As for the feeders- yeah, no worries. Nobody has pooped in the feed yet, but I know it is only a matter of time. The problem is they are going through some pecking order stuff, and a few are pushing the others around. I have noticed when I used a covered feeder before, that the meek birds were afraid of being that vulnerable- still happens with the waterer. But, I'll be dividing them into 2 groups soon, which should ease up some of the tension.


----------



## Wingsonfire

Your loft is almost finished and is looking nice but I will have to agree with the feeders and getting those 6 birds that you plan on flying ASAP or you may be just down to the ones that you have captive, you need to get a mentor if at all possible, I think you said you were going to join a club, they should have one or two willing to help you out??? The fist year is tough for sure and the second may not be much better with new people that have not flown before or have not had racers...


----------



## NayNay

Wingsonfire said:


> Your loft is almost finished and is looking nice but I will have to agree with the feeders and getting those 6 birds that you plan on flying ASAP or you may be just down to the ones that you have captive, you need to get a mentor if at all possible, I think you said you were going to join a club, they should have one or two willing to help you out??? The fist year is tough for sure and the second may not be much better with new people that have not flown before or have not had racers...

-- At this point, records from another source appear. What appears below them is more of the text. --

PR #736, opened 2023-07-27
Update release.yml

philipwindecker:
Added Antora Generator call at the end to trigger the GitHub Pages build.

#### Add a description
When a release is published, the release pipeline generates the new release package.
However, currently the Antora Generator only runs in that pipeline to create the slimmer package output. 
The GitHub pages are, therefore, not updated with the new release automatically.

To solve this, a final call was added to trigger the Generator after the package has been created and uploaded. This will ensure that the new tag is also included in the GitHub pages, but only if the release update was successful.


pmai (approved):

jdsika:
Reviewed for v3.7.0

Yup, I do have a club to join, but it has a whopping 3 members! But, they are running a 4H program, and as soon as school is out, and I have the time- I am going to be the biggest kid in 4H-lol. Learn along with the kids.


----------



## Pip Logan

NayNay said:


> Yup, I do have a club to join, but it has a whopping 3 members! But, they are running a 4H program, and as soon as school is out, and I have the time- I am going to be the biggest kid in 4H-lol. Learn along with the kids.


Nice!!


______


----------



## NayNay

Yeah, pretty cool idea. A good way to start a new generation in the sport. They are going to have their own little race series between OB and YB, and then show their birds at the County Fair in August. Most of the kids are doing it one loft style- the Prez of the club lets them each have a little spot for their birds, and they take turns cleaning. But some of the kids have their own lofts at home too.


----------



## pigeon is fun

Naynay,
How's your project? Almost done?


----------



## NayNay

Yeah- I'm just bogged down by dealing with a broken down car, and all that kind of fun stuff. Might finish the trap tonight so I can install tomorrow.


----------



## NayNay

Dang has life ever been kickin me in the head the last week. Ok, Trap is done. landing board still needs to be hinged and latched, but at least now I am good to go to do some trap training- and find out if my trap is too close to the wall, etc etc. I figure if they want to eat- and they always seem to want to eat- then they will drop on down.


----------



## NayNay

View of the door- simple slider- and doorway to "Super Sputnik" the first 2 times I had to toss a few birds in to get them out there. Now they trot on out and enjoy the sunshine- esp on bath day. Which also took them a ridiculously long time to figure out! My son's Fav bird, Rico was the brave first bather, but soon thereafter we had rub-a-dub dub, 8 birds in the tub- which is all that could fit, lol.


----------



## Nomad_Lofts

looking good nay nay good size landing board there.well life is good family excited about birds this is a wonderful life I will post some pics later of my kit(first responders)lol


----------



## Ashby Loft

Looking good.


----------



## birdkeeper

It is finally coming along for you and looks great!


----------



## billyr70

Very nice, i think i could live in there NayNay.


----------



## NayNay

billyr70 said:


> Very nice, i think i could live in there NayNay.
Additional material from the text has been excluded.